I leave, go for a long drive and process what has been going on. The only conclusion I can come to is that there is just no way this marriage stands a chance. I've been gone a fair few hours but no texts or phone call asking me where I am. When I get back she is very quiet and withdrawn, I know whats coming so ask has she made a decision. She then tells me she wants a divorce because she doesnt love me any more! I ask what yesterday was all about and she tells me none of it was true, she is just scared but that she needs to take a chance.

Just feeling numb right now and struggling to beleive the amount of crap I've swallowed and how someone that I have been a lover nad best friend to for almost 11 years can do this to me.

Bottom line? Trust your gut and your head, your heart just leads you through fairy land.


----------



## Darth Vader (Jan 2, 2011)

Indy Nial said:


> Update again - this one is a classic.
> 
> So as it was Christmas and for the sake of our daugheter we spent it together. She kept saying how much she wanted the marriage to work and would prove that to me if I gave her the chance. I did. We did french kiss a few time Christams day after a few glasses of champagne and I was starting to feel like we were bonding more. Still wasnt getting the attention that I was hoping for but put this down to 'small steps'. Kept expressing how conflicted I was and repeatedly asked her to be honest with me.
> 
> ...




OK, I gotta ask, What the Hell are you doing? She's stringing you all over the UK, and you're letting her! DROP HER ASS already! She apparently doesn't love you or your daughter or respect either one of you! MAN! Don't you think you deserve better than this cheap *****? I _know_ you do! Plus she's exposing you to STD's including AIDs!

If she really wanted you, she'd have gone NC with the OM by now! The reason she's stringing you along is so she doesn't lose her meal ticket! Also she's using you as her "backup plan", you're her "fallback" guy incase things don't work out with her and OM, that's all! Don't allow her to blame and manipulate you anymore for her actions, or her affair!

Get a very good Lawyer, because you're going to need it in the UK!


----------



## CH (May 18, 2010)

I'm just waiting for the next juicy update, still got my bag of popcorn waiting for it.

You should have slammed the door in her face and gone back to sleep. BTW 10 minutes in a room with OM alone and in the dark, I'll give you 1 guess what they were doing.....


----------



## Wolf359 (Jun 10, 2010)

Thats f - up is all I will say on this. 


:wtf::wtf::wtf::wtf:


----------



## Affaircare (Jan 11, 2010)

Indy Nial said:


> She says she doesnt know how, wont read books, refuses to go to counseling and doesnt even search online.
> 
> She thinks we should just talk between ourselves and spend time with each other but I've seen no real effort on her part to do anything.
> 
> ...


Hey Indy Nial, just a reminder of your very first post.

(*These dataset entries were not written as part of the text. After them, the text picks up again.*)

PR #910, opened 2023-04-11
perf: leverage binary search for managing for Ids and MultiTokenValues

kaladinlight:
Closing: https://github.com/trezor/blockbook/pull/905 in favor of this to reduce overhead and unsorted nature of `sync.Map`

### DIFF
--- a/db/rocksdb_ethereumtype.go
+++ b/db/rocksdb_ethereumtype.go
@@ -38,8 +38,7 @@ func (s *Ids) sort() bool {
 func (s *Ids) search(id big.Int) int {
 	// attempt to find id using a binary search
 	return sort.Search(len(*s), func(i int) bool {
-		cmp := (*s)[i].CmpAbs(&id)
-		return cmp == 1 || cmp == 0
+		return (*s)[i].CmpAbs(&id) >= 0
 	})
 }
 
@@ -79,8 +78,7 @@ func (s *MultiTokenValues) sort() bool {
 // search for multi token value using a binary seach on id
 func (s *MultiTokenValues) search(m bchain.MultiTokenValue) int {
 	return sort.Search(len(*s), func(i int) bool {
-		cmp := (*s)[i].Id.CmpAbs(&m.Id)
-		return cmp == 1 || cmp == 0
+		return (*s)[i].Id.CmpAbs(&m.Id) >= 0
 	})
 }
 


blockbook.go
```diff
@@ -196,6 +196,17 @@ func mainWithExitCode() int {
...
 	}
+
+	// sort addressContracts if necessary
+	if !internalState.SortedAddressContracts {
+		err = index.SortAddressContracts(chanOsSignal)
+		if err != nil {
+			glog.Error("sortAddressContracts: ", err)
+			return exitCodeFatal
+		}
+		internalState.SortedAddressContracts = true
```
kaladinlight, line 207: you had a comment about sync here that I wasn't exactly sure what you meant if you want to provide additional detail

db/rocksdb_ethereumtype.go
```diff
@@ -1202,3 +1267,56 @@ func (d *RocksDB) DisconnectBlockRangeEthereumType(lower uint32, higher uint32)
...
+		addrDesc := it.Key().Data()
+		buf := it.Value().Data()
+		if len(buf) > 0 {
+			ca, err := unpackAddrContracts(buf, addrDesc)
+			if err != nil {
+				glog.Error("failed to unpack AddrContracts for: ", hex.EncodeToString(addrDesc))
+			}
+			for i := range ca.Contracts {
+				c := &ca.Contracts[i]
+				if sorted := c.Ids.sort(); sorted {
```
kaladinlight, line 1306: went ahead and added the swap logic to track updates

blockbook.go
martinboehm: I did not want to set the migration as complete until the sorting is implemented in the `addToContract` function. If I just sort and then run the old version, new data will be inserted in wrong order...

db/rocksdb_ethereumtype.go
```diff
@@ -17,14 +19,103 @@ import (
...
+		}
+		return isLess
+	})
+	return sorted
+}
+
+func (s *Ids) search(id big.Int) int {
+	// attempt to find id using a binary search
+	return sort.Search(len(*s), func(i int) bool {
+		cmp := (*s)[i].Cmp(&id)
```
martinboehm, line 41: How about using `CmpAbs`. I do not think there are any negative ids and `CmpAbs` is slightly more performant.

blockbook.go
kaladinlight: Oh right, makes sense thanks.

db/rocksdb_ethereumtype.go
```diff
@@ -1202,3 +1267,56 @@ func (d *RocksDB) DisconnectBlockRangeEthereumType(lower uint32, higher uint32)
...
+				}
+				if sorted := c.MultiTokenValues.sort(); sorted {
+					multiTokenValuesSortedCount++
+				}
+			}
+			buf := packAddrContracts(ca)
+			wb.PutCF(d.cfh[cfAddressContracts], addrDesc, buf)
+		}
+	}
+	if err := d.WriteBatch(wb); err != nil {
```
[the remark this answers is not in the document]
martinboehm: I had issues with resources consumption with a huge iteration. However, it was a long time ago and maybe by now the RocksDB resolved the issue. On the other hand, it logs progress, which is nice when it takes quite some time. Also, I was updating only rows which were resorted (and row after row). I am not really sure if it is a good idea to create a single batch which updates 200M rows.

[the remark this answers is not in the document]
martinboehm: Sorry, I was answering a question you did not ask :) It was about my way of splitting the iteration to multiple smaller parts.

martinboehm:
Is the performance now acceptable? I would hope so as I would expect that converting `big.Int` to decimal (or you used a bit more performant hexadecimal, I do not recall?) string must be at least as expensive as 5-10 `CmpAbs` operations, not taking account additional  Map overhead. The O(log n) algorithm should in 5-10 steps cover fairly large arrays of up to 1000 elements.
But as I did not measure it, these are only my assumptions...

kaladinlight:
Performance is acceptable now at ~1m-1.5m per 1k blocks which is pretty standard historical if I recall correctly. The `sync.Map` still outperforms even with the extra overhead required at ~30s per 1k blocks, but this seems like the right approach all things considered.

martinboehm:
ETH mainnet has this stats:
```
{
                "name": "addressContracts",
                "version": 6,
                "rows": 279932025,
                "keyBytes": 5598640500,
                "valueBytes": 9853527243,
}
```
That is why I think it is not a great idea to update it in one huge batch.

kaladinlight:
Ok, write batch updated per `AddrContracts` and progress logging every 100k rows https://github.com/trezor/blockbook/pull/910/commits/47e16e2fb3c997160554f5dbafa484eff46bbcd2

db/rocksdb_ethereumtype.go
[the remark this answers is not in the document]
kaladinlight: https://github.com/trezor/blockbook/pull/910/commits/47e16e2fb3c997160554f5dbafa484eff46bbcd2

martinboehm:
BTW here are the stats from my version of sorting of Goerli:
```
I0410 22:52:55.512316   10845 rocksdb_ethereumtype.go:1246] SortAddressContracts: starting
I0410 22:53:01.101915   10845 rocksdb_ethereumtype.go:1258] SortAddressContracts: row 5000000, sorted 22423
I0410 22:53:06.572258   10845 rocksdb_ethereumtype.go:1258] SortAddressContracts: row 10000000, sorted 45019
I0410 22:53:11.998873   10845 rocksdb_ethereumtype.go:1258] SortAddressContracts: row 15000000, sorted 67467
I0410 22:53:17.445040   10845 rocksdb_ethereumtype.go:1258] SortAddressContracts: row 20000000, sorted 90004
I0410 22:53:23.074838   10845 rocksdb_ethereumtype.go:1258] SortAddressContracts: row 25000000, sorted 112486
I0410 22:53:25.140106   10845 rocksdb_ethereumtype.go:1290] SortAddressContracts: finished, scanned 26868153 rows, sorted 120904 entries
```
I think to log every 5M rows is kind of optimal from the number of log lines and times between them and also you can see that less than 1% of rows needed to be updated, only a minority of addresses own a nft.

martinboehm:
And thank you for the great work you are doing on Blockbook!

kaladinlight:
5M it is, and thank you! Happy to be helping out such a great project and I appreciate all of the team work :)

kaladinlight:
And actually looking at the sync speed after deploying to aws, I am seeing <15s per 1k blocks in the same block range that `sync. Map` was ~30s. And it looks to have cut mem usage in half almost! So you're assumptions are looking spot on and complexity theory mvp award goes to you haha. :trophy:

jollad (commented):
Good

You wrote that in November, and since then have had two full months for her to demonstrate she is choosing the marriage and choosing you. What she has succeeded in doing is continuing her affair for two more months at basically no consequence to her. 

Now I would like you to think about something for me. Can you think of one thing you really would like to do? I have an example for myself that I'll use, and that is that I would really like to take the time every night to read my Bible. Now, if I really, ACTUALLY do want to do that...do I wait for weeks doing nothing? Do I avoid it and not change anything? Or do I start pretty much right away and do something different...say tonight? And even if tonight doesn't go perfectly, I'll try something new again tomorrow night? Or if I don't start right this minute, do I at least learn more and plan HOW to do it so I can do a good job? When you really want to do something, does it take you two months? 

No. Not really. If you want to do it, you pretty much do it right away. If you DON'T really want to do it but you don't want to say "no"...then you'd hem and haw and avoid, huh? 

Sound familiar? 

So here's my suggestion--bearing in mind that I am pro-marriage: Right now your wife doesn't really want to end the affair. Know why? She has some of her needs met by you and some of her needs met by the OM, and there has basically been no consequence to her. When you train a dog, you can train it by doing something positive (a treat) when it does the action (like going potty outside), and reinforce that by doing something negative when it does not do the action. I'm not saying your wife is a dog, but the theory on a basic level is similar! 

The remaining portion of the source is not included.